◆ **TASK DESCRIPTION**:
All of the entries should be returned without a single change.

● ● ●

PR #3250, opened 2026-07-21
fix: show Incoming Links label and spinner while loading (DEV-6775)

danielasubotic:
Fixes DEV-6775

## Motivation

On the resource page, the loading spinner for **Incoming Links** was gone. Instead of hiding the whole section while the links load, the "Incoming Links" property should already be shown, with a spinner while the links are still loading.

## Summary

The loading (`@else`) branch of `IncomingLinksPropertyComponent` set `[isEmptyRow]="true"`. `PropertyRowComponent` hides a row when `showAllProperties` is off **and** `isEmptyRow` is true — and `showAllProperties` defaults to off (only filled properties are shown). So during loading the entire row (label **and** spinner) was hidden, and nothing appeared until the links resolved. This was a regression from #2660 (DEV-5448), which hardcoded `isEmptyRow="true"` on the loading branch; previously it was computed as `!loading && …`, i.e. `false` while loading.

## Key Changes

- `incoming-links-property.component.ts` (loading branch only):
  - `[isEmptyRow]="false"` so the row — and therefore the "Incoming Links" label — is shown immediately while loading.
  - Spinner placed on the left with top spacing via a shrink-to-fit wrapper (`display: inline-block; padding-top`), instead of the shared indicator's default horizontal centering.

## Challenges and Decisions

- The shared `AppProgressIndicatorComponent` centers itself (`margin: … auto`). `::ng-deep` is banned and its centered default is correct for its other (page-loader) usages, so rather than change it, the spinner is left-aligned locally by wrapping it in a shrink-to-fit container, which collapses the `auto` margins to the left.
- **Value alignment is intentionally out of scope.** The incoming-link values (and standoff-link values) sit ~12px further right than other property values because those rows omit `[singleRow]="false"`. That affects all value types and will be fixed uniformly in a separate issue, so this PR leaves the loaded-value rendering byte-for-byte identical to `main`.

## Gotchas

- `[singleRow]="false"` is kept **only** on the loading branch, where it governs the spinner container padding and shows no values — it does not touch value alignment.

## Test Plan

- Open a resource with incoming links (e.g. `https://app.stage.dasch.swiss/project/v0B3nQt2Q-6aZiFGRe88KQ/data/dasch/Author`) and reload; confirm the "Incoming Links" label appears immediately with a spinner on the left while links load (throttle the network to make it linger).
- Confirm the loaded incoming-link and standoff-link values are unchanged vs. `main`.

### DIFF
--- a/libs/vre/resource-editor/resource-editor/src/lib/properties/properties-display/incoming-links-property.component.ts
+++ b/libs/vre/resource-editor/resource-editor/src/lib/properties/properties-display/incoming-links-property.component.ts
@@ -38,8 +38,11 @@ import { sortByKeys } from './property-value/sortByKeys';
         [tooltip]="'resourceEditor.propertiesDisplay.incomingLinkTooltip' | translate"
         [label]="'resourceEditor.propertiesDisplay.incomingLinkLabel' | translate"
         [borderBottom]="true"
-        [isEmptyRow]="true">
-        <app-progress-indicator [compact]="true" />
+        [singleRow]="false"
+        [isEmptyRow]="false">
+        <div style="display: inline-block; padding-top: 12px">
+          <app-progress-indicator [compact]="true" />
+        </div>
       </app-property-row>
     }
   `,
--- a/libs/vre/resource-editor/resource-editor/src/lib/properties/properties-display/incoming-links-property.component.ts
+++ b/libs/vre/resource-editor/resource-editor/src/lib/properties/properties-display/incoming-links-property.component.ts
@@ -39,7 +39,8 @@ import { sortByKeys } from './property-value/sortByKeys';
         [label]="'resourceEditor.propertiesDisplay.incomingLinkLabel' | translate"
         [borderBottom]="true"
         [singleRow]="false"
-        [isEmptyRow]="false">
+        [isEmptyRow]="true"
+        [loading]="true">
         <div style="display: inline-block; padding-top: 12px">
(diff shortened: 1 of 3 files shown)


domsteinbach (approved):
It works. However I dislike that the dedicated input flag "isEmptyRow" is used in order to display a loading state. Different concepts are coupled. Display a loading state should depend on an actual loading state or on the existence or non existence of the  "@Input() prop: PropertyInfoValues | undefined;" in the child component. Those are preexisting design flaws of the child component.

danielasubotic:
Good point — I've decoupled the two concepts in a384bce.

`PropertyRowComponent` now has a dedicated `loading` input instead of leaning on `isEmptyRow`. The hide logic is `showAllProperties === false && isEmptyRow && !loading`, so:

- `isEmptyRow` keeps its real meaning ("the row has no values"),
- `loading` keeps the row visible while data is still coming in.

The incoming-links loading branch is now honest: `isEmptyRow=true` (no values yet) plus `loading=true`. Behaviour is identical for the loaded branch and the other two consumers, since `loading` defaults to `false`. Added a `LoadingRow` story to lock the visible-while-loading case in.

The other flaw you mentioned — `prop` being passed to the row but never read there, with `isEmptyRow` just restating `prop.values.length === 0` — I've left out of scope here so this PR stays a focused fix. Happy to file a separate ticket to clean up the child's API if you think it's worth it.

● ● ●

◆ **SOLUTION TO THIS TASK**:
PR #3250, opened 2026-07-21
fix: show Incoming Links label and spinner while loading (DEV-6775)

danielasubotic:
Fixes DEV-6775

## Motivation

On the resource page, the loading spinner for **Incoming Links** was gone. Instead of hiding the whole section while the links load, the "Incoming Links" property should already be shown, with a spinner while the links are still loading.

## Summary

The loading (`@else`) branch of `IncomingLinksPropertyComponent` set `[isEmptyRow]="true"`. `PropertyRowComponent` hides a row when `showAllProperties` is off **and** `isEmptyRow` is true — and `showAllProperties` defaults to off (only filled properties are shown). So during loading the entire row (label **and** spinner) was hidden, and nothing appeared until the links resolved. This was a regression from #2660 (DEV-5448), which hardcoded `isEmptyRow="true"` on the loading branch; previously it was computed as `!loading && …`, i.e. `false` while loading.

## Key Changes

- `incoming-links-property.component.ts` (loading branch only):
  - `[isEmptyRow]="false"` so the row — and therefore the "Incoming Links" label — is shown immediately while loading.
  - Spinner placed on the left with top spacing via a shrink-to-fit wrapper (`display: inline-block; padding-top`), instead of the shared indicator's default horizontal centering.

## Challenges and Decisions

- The shared `AppProgressIndicatorComponent` centers itself (`margin: … auto`). `::ng-deep` is banned and its centered default is correct for its other (page-loader) usages, so rather than change it, the spinner is left-aligned locally by wrapping it in a shrink-to-fit container, which collapses the `auto` margins to the left.
- **Value alignment is intentionally out of scope.** The incoming-link values (and standoff-link values) sit ~12px further right than other property values because those rows omit `[singleRow]="false"`. That affects all value types and will be fixed uniformly in a separate issue, so this PR leaves the loaded-value rendering byte-for-byte identical to `main`.

## Gotchas

- `[singleRow]="false"` is kept **only** on the loading branch, where it governs the spinner container padding and shows no values — it does not touch value alignment.

## Test Plan

- Open a resource with incoming links (e.g. `https://app.stage.dasch.swiss/project/v0B3nQt2Q-6aZiFGRe88KQ/data/dasch/Author`) and reload; confirm the "Incoming Links" label appears immediately with a spinner on the left while links load (throttle the network to make it linger).
- Confirm the loaded incoming-link and standoff-link values are unchanged vs. `main`.

### DIFF
--- a/libs/vre/resource-editor/resource-editor/src/lib/properties/properties-display/incoming-links-property.component.ts
+++ b/libs/vre/resource-editor/resource-editor/src/lib/properties/properties-display/incoming-links-property.component.ts
@@ -38,8 +38,11 @@ import { sortByKeys } from './property-value/sortByKeys';
         [tooltip]="'resourceEditor.propertiesDisplay.incomingLinkTooltip' | translate"
         [label]="'resourceEditor.propertiesDisplay.incomingLinkLabel' | translate"
         [borderBottom]="true"
-        [isEmptyRow]="true">
-        <app-progress-indicator [compact]="true" />
+        [singleRow]="false"
+        [isEmptyRow]="false">
+        <div style="display: inline-block; padding-top: 12px">
+          <app-progress-indicator [compact]="true" />
+        </div>
       </app-property-row>
     }
   `,
--- a/libs/vre/resource-editor/resource-editor/src/lib/properties/properties-display/incoming-links-property.component.ts
+++ b/libs/vre/resource-editor/resource-editor/src/lib/properties/properties-display/incoming-links-property.component.ts
@@ -39,7 +39,8 @@ import { sortByKeys } from './property-value/sortByKeys';
         [label]="'resourceEditor.propertiesDisplay.incomingLinkLabel' | translate"
         [borderBottom]="true"
         [singleRow]="false"
-        [isEmptyRow]="false">
+        [isEmptyRow]="true"
+        [loading]="true">
         <div style="display: inline-block; padding-top: 12px">
(diff shortened: 1 of 3 files shown)


domsteinbach (approved):
It works. However I dislike that the dedicated input flag "isEmptyRow" is used in order to display a loading state. Different concepts are coupled. Display a loading state should depend on an actual loading state or on the existence or non existence of the  "@Input() prop: PropertyInfoValues | undefined;" in the child component. Those are preexisting design flaws of the child component.

danielasubotic:
Good point — I've decoupled the two concepts in a384bce.

`PropertyRowComponent` now has a dedicated `loading` input instead of leaning on `isEmptyRow`. The hide logic is `showAllProperties === false && isEmptyRow && !loading`, so:

- `isEmptyRow` keeps its real meaning ("the row has no values"),
- `loading` keeps the row visible while data is still coming in.

The incoming-links loading branch is now honest: `isEmptyRow=true` (no values yet) plus `loading=true`. Behaviour is identical for the loaded branch and the other two consumers, since `loading` defaults to `false`. Added a `LoadingRow` story to lock the visible-while-loading case in.

The other flaw you mentioned — `prop` being passed to the row but never read there, with `isEmptyRow` just restating `prop.values.length === 0` — I've left out of scope here so this PR stays a focused fix. Happy to file a separate ticket to clean up the child's API if you think it's worth it.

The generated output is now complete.